# MNIST handwritten digits classification with CNNs

In this notebook, we'll train a convolutional neural network (CNN, ConvNet) to classify MNIST digits using **Tensorflow** (version $\ge$ 2.0 required) with the **Keras API**.

This notebook builds on the MNIST-MLP notebook, so the recommended order is to go through the MNIST-MLP notebook before starting with this one. 

First, the needed imports.

In [None]:
%matplotlib inline

import os
if not os.path.isfile('pml_utils.py'):
  !wget https://raw.githubusercontent.com/csc-training/intro-to-dl/master/day1/pml_utils.py
from pml_utils import show_failures
os.environ['TF_CPP_MIN_LOG_LEVEL'] = '3' 

import tensorflow as tf
from tensorflow import keras
from tensorflow.keras import layers
from tensorflow.keras.utils import plot_model, to_categorical

from packaging.version import Version as LV

import numpy as np
import matplotlib.pyplot as plt
import seaborn as sns
sns.set()

print('Using Tensorflow version: {}, and Keras version: {}.'.format(tf.__version__, tf.keras.__version__))
assert(LV(tf.__version__) >= LV("2.0.0"))

In [None]:
gpus = tf.config.list_physical_devices('GPU')
if len(gpus) > 0:
    try:
        for gpu in gpus:
            tf.config.experimental.set_memory_growth(gpu, True)
    except RuntimeError:
        pass
    from tensorflow.python.client import device_lib
    for d in device_lib.list_local_devices():
        if d.device_type == 'GPU':
            print('GPU', d.physical_device_desc)
else:
    print('No GPU, using CPU instead.')

## MNIST data set

In [None]:
from tensorflow.keras.datasets import mnist
(X_train, y_train), (X_test, y_test) = mnist.load_data()
nb_classes = 10

X_train = X_train.astype('float32')
X_test = X_test.astype('float32')
X_train /= 255
X_test /= 255

# one-hot encoding:
Y_train = to_categorical(y_train, nb_classes)
Y_test = to_categorical(y_test, nb_classes)

print()
print('MNIST data loaded: train:',len(X_train),'test:',len(X_test))
print('X_train:', X_train.shape)
print('y_train:', y_train.shape)
print('Y_train:', Y_train.shape)

We'll have to do a bit of tensor manipulations...

In [None]:
# input image dimensions
img_rows, img_cols = 28, 28

X_train = X_train.reshape(X_train.shape[0], img_rows, img_cols, 1)
X_test = X_test.reshape(X_test.shape[0], img_rows, img_cols, 1)
input_shape = (img_rows, img_cols, 1)
    
print('X_train:', X_train.shape)

## Initialization

Now we are ready to create a convolutional model.

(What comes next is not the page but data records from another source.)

PR #1117, opened 2021-01-20
chore(devmenu) use java.util.Date instead of java.time for dev menu logging

richardmcclellan:
The developer menu logging functionality used `java.time.LocalDateTime` to store time of log messages.  The `java.time` library either requires API 26 or above, or requires customers to be on Android Studio 4.0 and above, and make changes in their `build.gradle` to enable desugaring.  There no particular reason to use `java.time.*` over `java.util.Date` in this case, so this PR changes the dev menu to use `java.util.Date`.

### DIFF
--- a/core/src/main/java/com/amplifyframework/devmenu/LogEntry.java
+++ b/core/src/main/java/com/amplifyframework/devmenu/LogEntry.java
@@ -22,8 +22,8 @@ import androidx.core.util.ObjectsCompat;
 
 import com.amplifyframework.logging.LogLevel;
 
-import java.time.LocalDateTime;
-import java.time.format.DateTimeFormatter;
+import java.text.SimpleDateFormat;
+import java.util.Date;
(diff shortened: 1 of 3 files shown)


jamesonwilliams:
If the customer will need support for Studio 4+ for other things, shouldn't we just drop support entirely for lower versions?

jamesonwilliams (approved):

richardmcclellan:
> If the customer will need support for Studio 4+ for other things, shouldn't we just drop support entirely for lower versions?

Any customer using any of the `Temporal` types is still required to use Studio 4+.  But, for those customers who can't upgrade to Studio 4+ yet, as a workaround, they can still use `Amplify` as long as they aren't using any of the AWS Temporal types in their schema.

Essentially, this PR prevents the app from crashing when the dev menu launches, for customers using less than Studio 4.+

 * The `Conv2D` layer operate on 2D matrices so we input the digit images directly to the model.  
 * The `MaxPooling2D` layer reduces the spatial dimensions, that is, makes the image smaller.
 * The `Flatten` layer flattens the 2D matrices into vectors, so we can then switch to  `Dense` layers as in the MLP model. 

See https://keras.io/layers/convolutional/, https://keras.io/layers/pooling/ for more information.

In [None]:
inputs = keras.Input(shape=input_shape)

x = layers.Conv2D(32, (3, 3),
                  padding='valid',
                  activation ='relu')(inputs)
x = layers.MaxPooling2D(pool_size=(2,2))(x)

x = layers.Flatten()(x)
x = layers.Dense(units=128, activation ='relu')(x)

outputs = layers.Dense(units=nb_classes,
                       activation='softmax')(x)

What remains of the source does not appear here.